* GOAL OF THE EXERCISE: With the entries below as the source, tally the lines that contain the string "opened" and give the number only.

══ EXTRACTED INFORMATION

PR #67, opened 2022-06-24
64 check frosting has predict layer 

### LINKED ISSUE #64: Check `frosting` has layer of class `predict` in `apply_frosting.epi_workflow()`
Check if the prediction layer is missing and do it first, also consider adding some reasonable default.

The idea is that in `apply_frosting.epi_workflow()`, we:
1. Check the frosting to see if one of the layers is of class predict.
2. If 1 is TRUE do nothing.
3. If 1 is FALSE, do it first (maybe just add layer_predict() on to the top of the layer stack automatically.

ChloeYou:
Closes #64.

1. Adds layer_predict() to workflow if it is missing. It alters the workflow object permanently and adds the layer if the user forgot to add it. 
2. One unit test added.
3. There seems to be an error in the current frosting branch. Fixes have been made to allow for the checks to run. Worth noting that real df has geo_value reported as the first column. currently the package doesn't enforce time_value to be the first column. Some decisions to be made here I think.


R/frosting.R
```diff
@@ -194,6 +194,20 @@ apply_frosting.epi_workflow <- function(workflow, components, the_fit, ...) {
     return(components)
   }
   layers <- workflow$post$actions$frosting$frosting$layers
+
+  # checks if layer_predict() is in the postprocessors
+  list_of_layer_names <- c()
+  for (l in seq_along(layers)){
+    la <- layers[[l]]
+    list_of_layer_names <- append(list_of_layer_names,class(la)[1])
+  }
```
dajmcdon, line 203: While this "works", in R (and other languages), this type of vector-growing-in-a-loop should be avoided at all costs. The reason is that, internally, R has to sequentially hunt for memory at each iteration.

Best practice is:
1. Avoid the loop if possible.
2. If not possible, allocate space for the whole vector before the loop.

To do 2, one would just do `list_of_layer_names <- character(length(layers))`. But 1 is possible. Try replacing these lines with:
```r
layer_names <- map_chr(layers, ~ class(.x)[1])
```

For example:
``` r
A = matrix()
B = data.frame()
C = vector()
D = factor()
l = list(A=A, B=B, C=C, D=D)

map_chr(l, ~ class(.x)[1])
#>            A            B            C            D 
#>     "matrix" "data.frame"    "logical"     "factor"
```

<sup>Created on 2022-06-24 by the [reprex package](https://reprex.tidyverse.org) (v2.0.1)</sup>

dajmcdon (changes requested):
Everything else looks good.

dajmcdon (approved):

PR #77, opened 2022-06-28
km-kill-lags branched off frosting.

kenmawer:
Closes issue #22.


dajmcdon:
@kenmawer I'm not sure what the error is here, but this needs some debugging.

kenmawer:
@dajmcdon These errors seem to be coming from tests of functions such as those relating to frosting, none of which I worked on.

dajmcdon:
Right, but those errors come from tests that use `step_epi_lag()`. So something that this branch does broke those tests. Two things I saw:

* Calling `get_test_data()` no longer works.
* In `test-frosting.R` on line 46, the predictions have the wrong date.

kenmawer:
Still needs work.

R/epi_shift_internal.R
```diff
@@ -0,0 +1,225 @@
...
+step_epi_lag <-
+  function(recipe,
+           ...,
+           role = "predictor",
+           trained = FALSE,
+           lag = 1,
+           default = NA,
+           keys = epi_keys(recipe),
+           columns = NULL,
+           skip = FALSE) {
```
dajmcdon, line 62: Despite what I said some weeks ago, we should have `prefix` and `id` here. That's just to be consistent with the typical `recipes::step_*()` functions.

R/epi_shift_internal.R
```diff
@@ -0,0 +1,225 @@
...
+    if (any(lag<0)) {
```
dajmcdon, line 63: Let's actually make this an error.

R/epi_shift_internal.R
```diff
@@ -0,0 +1,225 @@
...
+step_epi_ahead <-
+  function(recipe,
+           ...,
+           role = "outcome",
+           trained = FALSE,
+           ahead = 1,
+           default = NA,
+           keys = epi_keys(recipe),
+           columns = NULL,
+           skip = FALSE) {
```
dajmcdon, line 95: Same comment here about the arguments.

R/epi_shift_internal.R
```diff
@@ -0,0 +1,225 @@
...
+    if (any(ahead<0)) {
```
dajmcdon, line 96: and again, error here.

R/epi_shift_internal.R
```diff
@@ -0,0 +1,225 @@
...
+    skip = x$skip,
+    id = x$id
+  )
+}
+
+#' @export
+bake.step_epi_shift <- function(object, new_data, ...) {
+  is_lag <- object$prefix == "lag_"
+  if (!all(object$shift == as.integer(object$shift))) {
+    error_msg <- paste0("step_epi_",
```
dajmcdon, line 181: Let's actually check the integer values on creation rather than at bake time.

R/epi_shift_internal.R
```diff
@@ -0,0 +1,225 @@
...
+    dplyr::group_by(dplyr::across(dplyr::all_of(ok[-1]))) %>%
+    dplyr::arrange(time_value) %>%
+    dplyr::ungroup()
+
+}
+
+#' @export
+print.step_epi_shift <-
+  function(x, width = max(20, options()$width - 30), ...) {
+    ## TODO add printing of the shifts
```
dajmcdon, line 220: Is this TODO completed?

dajmcdon (changes requested):

R/epi_shift_internal.R
kenmawer: I get why this would be the case. However, there would be no infallible way of checking whether something is a lead or lag based on print statements, as a 0 can be a lag or lead here. Should we have that the 0 be treated as a lag, as it is a predictor (given that I am to have errors thrown for negative values)?

dajmcdon: If the user calls `step_epi_lag()`, then the behaviour is to lag. So the prefix should be `lag_`. Same for `step_epi_lead()`. Then that gets passed directly to `step_epi_shift()`.

kenmawer: That is only the default behaviour of the function. However, one could put in `prefix = "asdf_"` or something. If there is no `prefix` argument for lag, then the prefix will be forced as `lag_`.

dajmcdon: Sorry, maybe there's some misunderstanding. Please put those arguments (with the defaults) into the `step_epi_lag()` and `step_epi_ahead()` functions rather than omitting them there but calling `step_epi_shift()` with those arguments.

R/epi_shift_internal.R
kenmawer: Yes.

R/epi_shift_internal.R
```diff
@@ -0,0 +1,218 @@
...
+           ahead = 1,
+           prefix = "ahead_",
+           default = NA,
+           keys = epi_keys(recipe),
+           columns = NULL,
+           skip = FALSE,
+           id = rand_id("epi_ahead")) {
+
+    stopifnot("Ahead values must be positive integers" =
+                all(ahead>0 & ahead == as.integer(ahead)))
```
dajmcdon, line 100: `ahead == 0` should be ok.

dajmcdon (changes requested):
Note that you can safely edit this branch locally and push to the same remote.

R/epi_shift_internal.R
kenmawer: I intentionally did `ahead > 0` as that'd be the only way to unambiguously distinguish a `lag` from an `ahead` given that it's possible to change the names of the parameters, but that the shift value distinguishes between the two.

How should I go about it? I tried doing many different things, but this should be fail-safe while satisfying guidelines.

dajmcdon:
If you merge `frosting` onto this branch, then the checks should pass.

dajmcdon:
@kenmawer I fixed up the printing to work the way we discussed in my office. Why don't you pull locally, run the examples, and see what you think. Have a look at how I did it just to make sure that it makes sense. Once it does, you can approve this PR and merge.

dajmcdon (approved):

PR #79, opened 2022-06-28
step_epi_naomit branched off frosting.

kenmawer:
This is taken from a messy pull request, as if it were broken up.


R/step_epi_naomit.R
```diff
@@ -0,0 +1,20 @@
...
+#'   outcomes at prediction time due to lack of response and avoidance
+#'   of data loss.
+#' @export
+#' @examples
+#' case_death_rate_subset %>%
+#'  epi_recipe() %>%
+#'  step_epi_naomit()
+
+step_epi_naomit <- function(recipe) {
+  stopifnot("recipe" %in% class(recipe))
```
dajmcdon, line 16: better is
```r
stopifnot(inherits(x, "recipe")
```

dajmcdon (changes requested):
I'm not sure why the Rd files for create_layer and new_epi_recipe_blueprint are here. (They shouldn't be). Maybe rerun `devtools::document()`?

R/step_epi_naomit.R
kenmawer: I rerun `devtools::document` and the Rd files for create_layer and new_epi_recipe_blueprint haven't been deleted.
Also, I updated the second comment.

dajmcdon (approved):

════

* RESULT OF THE TASK: 3